- [ABOUT THIS TASK] Among the records below, find each line bearing the word "bool" and copy it.

=====

PR #11812, opened 2021-02-26
Added DoFHandler::prepare_for_coarsening_and_refinement().

marcfehling:
Pendant to `Triangulation::prepare_for_coarsening_and_refinement()` for p-adaptation.

This will prevent that neighboring cells have large differences in their levels. For example, situations like `FE_Q(7)` elements facing `FE_Q(1)` elements will be avoided, in which all face dofs would be constrained to the vertex ones.

@bangerth @peterrum -- FYI

### DIFF
--- a/include/deal.II/dofs/dof_handler.h
+++ b/include/deal.II/dofs/dof_handler.h
@@ -702,6 +702,38 @@ public:
   distribute_mg_dofs();
 
   /**
+   * Prepare all cells for p-adaptation in hp-mode. Does nothing in non-hp-mode.
+   *
+   * Essentially does to future FE indices what
+   * Triangulation::prepare_coarsening_and_refinement() does to refinement
+   * flags.
+   *
+   * In detail, this function limits the level difference of neighboring cells
+   * and thus smoothes the overall function space. Future FE indices will be
+   * raised (and never lowered) so that the level difference to neighboring
+   * cells is never larger than @p max_difference.
+   *
+   * Multiple FE hierarchies might have been registered via
+   * hp::FECollection::set_hierarchy(). This function operates on only one
+   * hierarchy, namely the one that contains the FE index @p contains_fe_index.
+   * Cells with future FE indices that are not part of the corresponding
+   * hierarchy will be ignored.
+   *
+   * The function can optionally be called before performing adaptation with
+   * Triangulation::execute_coarsening_and_refinement(). It is not necessary to
+   * call this function, nor will it be automatically invoked in any part of the
+   * library (contrary to its Triangulation counterpart).
+   *
+   * Returns whether any future FE indices have been changed by this function.
+   *
+   * @note Only implemented for serial applications.
+   */
+  bool
+  prepare_coarsening_and_refinement(
+    const unsigned int max_difference    = 1,
+    const unsigned int contains_fe_index = 0) const;
+
+  /**
    * Returns whether this DoFHandler has hp-capabilities.
    */
   bool
--- a/include/deal.II/hp/refinement.h
+++ b/include/deal.II/hp/refinement.h
@@ -147,9 +147,10 @@ namespace hp
      * Each cell flagged for h-refinement will also be flagged for p-refinement.
      * The same applies to coarsening.
      *
-     * @note Triangulation::prepare_coarsening_and_refinement() may change
-     *   refine and coarsen flags. Avoid calling it before this particular
-     *   function.
+     * @note Triangulation::prepare_coarsening_and_refinement() and
+     *   DoFHandler::prepare_coarsening_and_refinement() may change
+     *   refine and coarsen flags as well as future finite element indices.
+     *   Avoid calling them before this particular function.
      */
     template <int dim, int spacedim>
     void
@@ -164,9 +165,10 @@ namespace hp
      * Each entry of the parameter @p p_flags needs to correspond to an active
      * cell.
      *
-     * @note Triangulation::prepare_coarsening_and_refinement() may change
-     *   refine and coarsen flags. Avoid calling it before this particular
-     *   function.
+     * @note Triangulation::prepare_coarsening_and_refinement() and
+     *   DoFHandler::prepare_coarsening_and_refinement() may change
+     *   refine and coarsen flags as well as future finite element indices.
+     *   Avoid calling them before this particular function.
      */
     template <int dim, int spacedim>
     void
@@ -194,9 +196,10 @@ namespace hp
      * Each entry of the parameter @p criteria needs to correspond to an active
      * cell.
      *
-     * @note Triangulation::prepare_coarsening_and_refinement() may change
-     *   refine and coarsen flags. Avoid calling it before this particular
-     *   function.
+     * @note Triangulation::prepare_coarsening_and_refinement() and
+     *   DoFHandler::prepare_coarsening_and_refinement() may change
+     *   refine and coarsen flags as well as future finite element indices.
+     *   Avoid calling them before this particular function.
      */
     template <int dim, typename Number, int spacedim>
     void
@@ -236,9 +239,10 @@ namespace hp
      * cell. Parameters @p p_refine_fraction and @p p_coarsen_fraction need to be
      * in the interval $[0,1]$.
      *
-     * @note Triangulation::prepare_coarsening_and_refinement() may change
-     *   refine and coarsen flags. Avoid calling it before this particular
-     *   function.
+     * @note Triangulation::prepare_coarsening_and_refinement() and
+     *   DoFHandler::prepare_coarsening_and_refinement() may change
+     *   refine and coarsen flags as well as future finite element indices.
+     *   Avoid calling them before this particular function.
      */
     template <int dim, typename Number, int spacedim>
     void
@@ -279,9 +283,10 @@ namespace hp
      * cell. Parameters @p p_refine_fraction and @p p_coarsen_fraction need to be
      * in the interval $[0,1]$.
      *
-     * @note Triangulation::prepare_coarsening_and_refinement() may change
-     *   refine and coarsen flags. Avoid calling it before this particular
-     *   function.
+     * @note Triangulation::prepare_coarsening_and_refinement() and
+     *   DoFHandler::prepare_coarsening_and_refinement() may change
+     *   refine and coarsen flags as well as future finite element indices.
+     *   Avoid calling them before this particular function.
      */
     template <int dim, typename Number, int spacedim>
     void
@@ -316,9 +321,10 @@ namespace hp
      *
      * For more theoretical details see @cite ainsworth1998hp .
      *
-     * @note Triangulation::prepare_coarsening_and_refinement() may change
-     *   refine and coarsen flags. Avoid calling it before this particular
-     *   function.
+     * @note Triangulation::prepare_coarsening_and_refinement() and
+     *   DoFHandler::prepare_coarsening_and_refinement() may change
+     *   refine and coarsen flags as well as future finite element indices.
+     *   Avoid calling them before this particular function.
      */
     template <int dim, typename Number, int spacedim>
     void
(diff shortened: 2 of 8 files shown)


peterrum (commented):
Great! I'll take a look later!

tests/hp/prepare_coarsening_and_refinement_01.cc
```diff
@@ -0,0 +1,114 @@
...
+// Public License as published by the Free Software Foundation; either
+// version 2.1 of the License, or (at your option) any later version.
+// The full text of the license can be found in the file LICENSE.md at
+// the top level directory of deal.II.
+//
+// ---------------------------------------------------------------------
+
+
+// verify restrictions on level differences imposed by
+// DoFHandler::prepare_coarsening_and_refinement()
```
peterrum, line 18: I must admit I don't get test. Wouldn't it be more clear if you would loop over all cells and over all it (face) neighbors and compare/output the level difference between each!?

include/deal.II/dofs/dof_handler.h
```diff
@@ -701,6 +701,31 @@ class DoFHandler : public Subscriptor
...
+  /**
+   * Prepare all cells for p-adaptation. Only available in hp-mode.
+   *
+   * Does to future FE indices what
+   * Triangulation::prepare_coarsening_and_refinement() does to refinement
+   * flags.
+   *
+   * This function operates only on that part of the FE hierarchy
+   * registered with the hp::FECollection that contains the FE index
+   * @p contains_fe_index.
```
peterrum, line 713: I am not sure about the meaning of `contains_fe_index`. Is there other places in the documentation that explains this?

source/dofs/dof_handler.cc
```diff
@@ -2643,6 +2643,99 @@ DoFHandler<dim, spacedim>::distribute_mg_dofs()
...
+
+  if (!hp_capability_enabled)
+    // nothing to do
+    return false;
+
+  // communication of future fe indices on ghost cells necessary.
+  // thus, currently only implemented for serial triangulations.
+  Assert((dynamic_cast<const parallel::TriangulationBase<dim, spacedim> *>(
+            &(*tria)) == nullptr),
+         ExcNotImplemented());
```
peterrum, line 2665: We need this! But let's do it a follow-up PR!

source/dofs/dof_handler.cc
```diff
@@ -2643,6 +2643,99 @@ DoFHandler<dim, spacedim>::distribute_mg_dofs()
...
+
+  //
+  // establish hierarchy
+  //
+  // - create bimap between hierarchy levels and FE indices
+  // - classify cells based on their level
+  const std::vector<unsigned int> fe_on_level =
+    fe_collection.get_hierarchy_sequence(contains_fe_index);
+
+  std::map<unsigned int, unsigned int> level_on_fe;
```
peterrum, line 2675: Interesting name ;)

source/dofs/dof_handler.cc
```diff
@@ -2643,6 +2643,99 @@ DoFHandler<dim, spacedim>::distribute_mg_dofs()
...
+            &(*tria)) == nullptr),
+         ExcNotImplemented());
+
+  //
+  // establish hierarchy
+  //
+  // - create bimap between hierarchy levels and FE indices
+  // - classify cells based on their level
+  const std::vector<unsigned int> fe_on_level =
+    fe_collection.get_hierarchy_sequence(contains_fe_index);
```
peterrum, line 2673: OK. You are running the algorithms only for a single hierarchy.

source/dofs/dof_handler.cc
```diff
@@ -2643,6 +2643,99 @@ DoFHandler<dim, spacedim>::distribute_mg_dofs()
...
+                const unsigned int new_level = level - max_difference;
+                cells_on_level[new_level].push_back(neighbor);
+
+                // update future FE index
+                neighbor->set_future_fe_index(fe_on_level[new_level]);
+                changed_fe_indices = true;
+              }
+          }
+
+  return changed_fe_indices;
```
peterrum, line 2734: I am not sure if it wouldn't be simpler to work on a single `vector` containing the level and having the size of active cells. Actually I think, we could introduce a global vector and use `Triangulation::global_active_cell_index_partitioner()`/`CellAccessor::global_active_cell_index()` (see also https://github.com/dealii/dealii/blob/5c1822a561be1238e0a51f155a6dcf78ca531904/tests/grid/global_ids_01.cc#L43-L48). Working on a vector and updating it is simple. @kronbichler and I wrote these function for such purposes (`MatrixFree` in mind) but we didn't have time to use it yet ourselves (except in one place indirectly: https://github.com/dealii/dealii/blob/b00679e4089197fd1c0c5e7a2210105d21cff9ea/include/deal.II/matrix_free/matrix_free.templates.h#L1748-L1751).

peterrum: I don't feel strongly about what the best approach is. But the update of ghost cells is easy and efficient in this case since the communication pattern has already be setup once (also using a single `GridTools::exchange_cell_data_to_ghosts`, which is called anyway here: https://github.com/dealii/dealii/blob/e694e602704f0c418cd81484972628ca26f33ab2/source/distributed/tria_base.cc#L411-L417).

tests/hp/prepare_coarsening_and_refinement_01.cc
marcfehling: Yes, this would've worked, too. I wanted to provide tests that resemble more a use case, i.e., multiple p-refinements.

It just happens that in this scenario, you could 'measure' the p-level of a cell by the distance to the center. Comparing levels of neighboring cells would have worked, too.

source/dofs/dof_handler.cc
marcfehling: I'll give the global vector a try. But let's tackle this in a follow-up PR!

source/dofs/dof_handler.cc
```diff
@@ -2643,6 +2643,99 @@ DoFHandler<dim, spacedim>::distribute_mg_dofs()
...
+  // establish hierarchy
+  //
+  // - create bimap between hierarchy levels and FE indices
+  // - classify cells based on their level
+  const std::vector<unsigned int> fe_on_level =
+    fe_collection.get_hierarchy_sequence(contains_fe_index);
+
+  std::map<unsigned int, unsigned int> level_on_fe;
+  for (unsigned int i = 0; i < fe_on_level.size(); ++i)
+    level_on_fe[fe_on_level[i]] = i;
```
bangerth, line 2677: I think you're just inverting the permutation here? So maybe `hierarchy_level_for_fe` as a better name?

bangerth: It might be useful to also mention in the (missing :-) ) documentation of the variable that active fe indices not covered in the hierarchy are simply not in the map.

source/dofs/dof_handler.cc
```diff
@@ -2643,6 +2643,99 @@ DoFHandler<dim, spacedim>::distribute_mg_dofs()
...
+    fe_on_level.size());
+  if (fe_on_level.size() == fe_collection.size())
+    {
+      // all FE indices are part of hierarchy
+      for (const auto &cell : active_cell_iterators())
+        cells_on_level[level_on_fe[cell->future_fe_index()]].push_back(cell);
+    }
+  else
+    {
+      // some FE indices are part of hierarchy
```
bangerth, line 2689: only some...

source/dofs/dof_handler.cc
```diff
@@ -2643,6 +2643,99 @@ DoFHandler<dim, spacedim>::distribute_mg_dofs()
...
+      typename decltype(level_on_fe)::iterator iter;
+      for (const auto &cell : active_cell_iterators())
+        if ((iter = level_on_fe.find(cell->future_fe_index())) !=
+            level_on_fe.end())
```
bangerth, line 2693: we need C++17 with init-statement! https://en.cppreference.com/w/cpp/language/if

source/dofs/dof_handler.cc
```diff
@@ -2643,6 +2643,99 @@ DoFHandler<dim, spacedim>::distribute_mg_dofs()
...
+  for (unsigned int level = fe_on_level.size() - 1; level > max_difference;
+       --level)
+    for (const auto &cell : cells_on_level[level])
+      for (unsigned int f = 0; f < cell->n_faces(); ++f)
+        if (cell->face(f)->at_boundary() == false)
+          {
+            const auto neighbor = cell->neighbor(f);
+
+            const unsigned int neighbor_level =
+              level_on_fe[neighbor->future_fe_index()];
```
bangerth, line 2714: what if `level_on_fe` doesn't actually have that future fe index?

bangerth (changes requested):
I don't like the algorithm. It is quadratic in the number of all cells because you loop over all cells and for each one call `std::find` on a `std::list` of cell iterators. You *could* do this cheaper by making the inner `std::list` into a `std::set`, which gets you down to `O(N*log(N))`, but I still don't think that's good enough.

I think that the algorithm should essentially follow the scheme we use for `T::prepare_c_and_r`, which goes like this:

```
    flags_changed = false;
    for (cell : ...)
      for (neighbors of cell)
         if (neighbor->future_fe_index() is too low in the hierarchy 
                  compared to cell->future_fe_index())
           {
             adjust neighbor upward
             flags_changed = true;
           }
```
You might have to iterate this until nothing changes any more, exactly like the function in class `Triangulation`. But this way you get it all to `O(N)` and with `O(1)` memory.

include/deal.II/hp/refinement.h
```diff
@@ -147,9 +147,10 @@ namespace hp
      * Each cell flagged for h-refinement will also be flagged for p-refinement.
      * The same applies to coarsening.
      *
-     * @note Triangulation::prepare_coarsening_and_refinement() may change
-     *   refine and coarsen flags. Avoid calling it before this particular
-     *   function.
+     * @note Triangulation::prepare_coarsening_and_refinement() and
+     *   DoFHandler::prepare_coarsening_and_refinement() may change
+     *   refine and coarsen flags as well as future finite element indices.
+     *   Avoid calling them before this particular function.
```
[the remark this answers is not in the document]
marcfehling: I see it differently: we should decide between h- and p-refinement on the raw indicators, and then call `prepare_c_and_r` to impose smoothing.

source/dofs/dof_handler.cc
marcfehling: I should have thought of this case and didn't. We will ignore those.

include/deal.II/hp/refinement.h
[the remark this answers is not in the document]
marcfehling: ... but I don't feel strongly about this.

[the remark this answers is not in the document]
bangerth: I see. Maybe you can encode this kind of discussion into the comment as you suggest.

peterrum (approved):
Let's proceed here. I am looking forward to the parallel version!

include/deal.II/hp/refinement.h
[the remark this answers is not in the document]
marcfehling: After thinking about this even more, I would like to keep the text as is.

We treat the refinement and coarsening flags as general indicators, independent of the type of adaptation. Applying `T::prepare_c_and_r` _before_ the `hp::Refinement` functions would not fulfill this purpose, as we would silently treat them for h-adaptation. See also general namespace documentation.

bangerth (approved):

bangerth:
Thanks, very nice!

include/deal.II/dofs/dof_handler.h
```diff
@@ -701,6 +701,38 @@ class DoFHandler : public Subscriptor
...
+   * In detail, this function limits the level difference of neighboring cells
+   * and thus smoothes the overall function space. Future FE indices will be
+   * raised (and never lowered) so that the level difference to neighboring
+   * cells is never larger than @p max_difference.
+   *
+   * Multiple FE hierarchies might have been registered via
+   * hp::FECollection::set_hierarchy(). This function operates on only one
+   * hierarchy, namely the one that contains the FE index @p contains_fe_index.
+   * Cells with future FE indices that are not part of the corresponding
+   * hierarchy will be ignored.
```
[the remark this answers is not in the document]
marcfehling: We don't actually have an interface to determine all sequences for a given hierarchy yet. The hierarchy is defined as two functions that determine either the succeeding or preceding FE index to a given one. The `get_hierarchy_sequence` function was meant as a helper function.

To get all sequences in a `FECollection` we could run `get_hierarchy_sequence` on every FE index, and then determine the unique ones among all. I don't think there is currently a need for this.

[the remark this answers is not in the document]
bangerth: That was what I had in mind. In practice, you only need to run the `get_hierarchy_sequence()` for all those indices you haven't seen yet in previous outputs.

PR #11814, opened 2021-02-26
Fix DataAccessOnFaces::values for meshes containing non-hypercube cells

peterrum:
@zjiaqi2018 This fixes your problem (step-67 on simplex mesh) for me. Could you verify it also works for you. Thanks!


kronbichler (approved):

kronbichler:
Can we add step-67 on simplices as a test (or something related), once you have verified that this works now?

zjiaqi2018:
> Can we add step-67 on simplices as a test (or something related), once you have verified that this works now?

Yes, I am working on it now.

peterrum:
> Can we add step-67 on simplices as a test (or something related), once you have verified that this works now?

Let's add this as follow up. @zjiaqi2018 has verified locally that it works.

PR #11815, opened 2021-02-26
Add MGTransferGlobalCoarsening::interpolate_to_mg()

peterrum:


include/deal.II/fe/fe_simplex_p.h
```diff
@@ -60,6 +60,17 @@ class FE_SimplexPoly : public dealii::FE_Poly<dim, spacedim>
...
+  /**
+   * @copydoc dealii::FiniteElement::get_restriction_matrix()
+   *
+   * @note Only implemented for RefinementCase::isotropic_refinement.
+   */
+  virtual const FullMatrix<double> &
+  get_restriction_matrix(
+    const unsigned int         child,
+    const RefinementCase<dim> &refinement_case =
+      RefinementCase<dim>::isotropic_refinement) const override;
```
peterrum, line 72: Moved to #11819.

peterrum:
All dependent PRs have been merged; I have rebased this branch!

include/deal.II/multigrid/mg_transfer_global_coarsening.h
```diff
@@ -122,6 +122,12 @@ class MGTwoLevelTransfer
    */
   void
   restrict_and_add(VectorType &dst, const VectorType &src) const;
+
+  /**
+   * Perform interpolation.
```
kronbichler, line 127: I think we should be more specific to guide the users with less experience regarding the difference.
```suggestion
   * Perform interpolation of a solution vector from the fine level to the coarse level.
   * This function is different from restriction, where a weighted residual is
   * transferred to a coarser level (transposition of prolongation matrix).
```

include/deal.II/multigrid/mg_transfer_global_coarsening.h
```diff
@@ -184,6 +190,13 @@ class MGTwoLevelTransfer<dim, LinearAlgebra::distributed::Vector<Number>>
   restrict_and_add(LinearAlgebra::distributed::Vector<Number> &      dst,
                    const LinearAlgebra::distributed::Vector<Number> &src) const;
 
+  /**
+   * Perform interpolation.
```
kronbichler, line 194: Same here.

include/deal.II/multigrid/mg_transfer_global_coarsening.templates.h
```diff
@@ -394,6 +394,34 @@ namespace internal
       return FETools::get_fe_by_name<1, 1>(fe_name);
     }
 
+    template <int dim, int spacedim>
+    FullMatrix<double>
+    get_restriction_matrix(const FiniteElement<dim, spacedim> &fe,
+                           const unsigned int                  c)
```
kronbichler, line 400: Please expand `c` - is it the `child` index?

include/deal.II/multigrid/mg_transfer_global_coarsening.templates.h
```diff
@@ -2192,6 +2294,120 @@ MGTwoLevelTransfer<dim, LinearAlgebra::distributed::Vector<Number>>::
...
+
+              if (scheme.restriction_matrix_1d.size() > 0)
+                cell_transfer.run(cell_restrictor);
+              else
+                cell_restrictor.run_full(n_scalar_dofs_fine,
+                                         n_scalar_dofs_coarse);
+            }
+          // ----------------------------- coarse ----------------------------
+
+
```
kronbichler, line 2389: Can you adjust the whitespace here to make it similar to the one above?

include/deal.II/multigrid/mg_transfer_global_coarsening.h
```diff
@@ -366,6 +389,24 @@ class MGTransferGlobalCoarsening : public dealii::MGTransferBase<VectorType>
                OutVector &                      dst,
                const MGLevelObject<VectorType> &src) const;
 
+  /**
+   * Restrict fine-mesh field @p src to each multigrid level and store the
+   * result in @p dst.
+   *
```
kronbichler, line 395: Can you add some of the text I added to the `interpolate` functions above also here, in particular the part on how this differs from the restriction. Also, I suggest to avoid the term `Restrict` as the leading phrase to avoid confusion with the restriction. I think `interpolate` would be better, but I do not recall the exact wording we use in the solution transfer context where this should also be done.

kronbichler (approved):
Looks very good, apart from comments to explain what happens.

peterrum:
The failing test is unrelated. I will adjust that test later today and reduce the number of MPI processes.

include/deal.II/multigrid/mg_transfer_global_coarsening.h
peterrum: This is consistent with:

https://github.com/dealii/dealii/blob/87a5130c56dd5fb8cf7d57b8f130a45d5a874425/include/deal.II/multigrid/mg_transfer_matrix_free.h#L158-L173

Should I change it there too?

kronbichler: Yes, that would be great!

peterrum:
@kronbichler I have updated the comment at both places!

kronbichler (approved):

PR #11817, opened 2021-02-27
Better document (and name) a ReferenceCell function.

### LINKED ISSUE #11771: Better document ReferenceCell::combine_face_and_line_orientation
We have this function currently:
```
  /**
   * Combine face and line orientation.
   */
  bool
  combine_face_and_line_orientation(const unsigned int  line,
                                    const unsigned char face_orientation,
                                    const unsigned char line_orientation) const;
```
I have to admit that I don't understand what the function does, and I'm also unsure whether its implementation is actually correct for anything other than hexahedra. But for the moment, I'd like to find a better name and documentation for this function: what does the function combine things *to*? It's just a `bool`, but it's not clear from function name or documentation what that `bool` actually *means*.

@peterrum -- do you have any insight?

bangerth:
Related to #11544. Fixes #11771.

I don't have the battery power right now to run this through a compile cycle, so let's just see what the testers have to say about whether the function is used in only this one place, or in other places as well.

/rebuild


include/deal.II/grid/tria_accessor.templates.h
```diff
@@ -832,17 +832,21 @@ namespace internal
...
           accessor.reference_cell().standard_to_real_face_line(
             pair[1], pair[0], face_orientation_raw(accessor, quad_index));
 
+        //
         return accessor.reference_cell().combine_face_and_line_orientation(
           pair[1],
           face_orientation_raw(accessor, quad_index),
-          accessor.quad(quad_index)->line_orientation(line_index));
+          accessor.quad(quad_index)
+            ->standard_vs_true_line_orientation(line_within_face_index));
```
peterrum, line 849: I think you replaced the wrong word.

include/deal.II/grid/tria_accessor.h
```diff
@@ -924,6 +924,8 @@ class TriaAccessor : public TriaAccessorBase<structdim, dim, spacedim>
    *
    * This function is really only for internal use in the library unless you
    * absolutely know what this is all about.
+   *
+   * This function queries ReferenceCell::standard_vs_true_line_orientation().
```
peterrum, line 928: Why do we need this info?

include/deal.II/grid/tria_accessor.templates.h
bangerth: Yes.

include/deal.II/grid/tria_accessor.h
bangerth: I probably don't *need* it, but I thought it would be useful to make the context of that function clearer by pointing to another place that explains what we are trying to do.

include/deal.II/grid/reference_cell.h
```diff
@@ -380,10 +380,17 @@ class ReferenceCell
                              const unsigned char face_orientation) const;
 
   /**
-   * Combine face and line orientation.
+   * Return whether the line with index @p line is oriented in
+   * standard direction within a cell, give the @p face_orientation of
```
kronbichler, line 384:
```suggestion
   * standard direction within a cell, given the @p face_orientation of
```

bangerth:
@kronbichler Fixed

drwells (approved):

bangerth:
Ping?

peterrum (approved):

=====

- [THE ANSWER]
+  bool
   bool
  bool
I have to admit that I don't understand what the function does, and I'm also unsure whether its implementation is actually correct for anything other than hexahedra. But for the moment, I'd like to find a better name and documentation for this function: what does the function combine things *to*? It's just a `bool`, but it's not clear from function name or documentation what that `bool` actually *means*.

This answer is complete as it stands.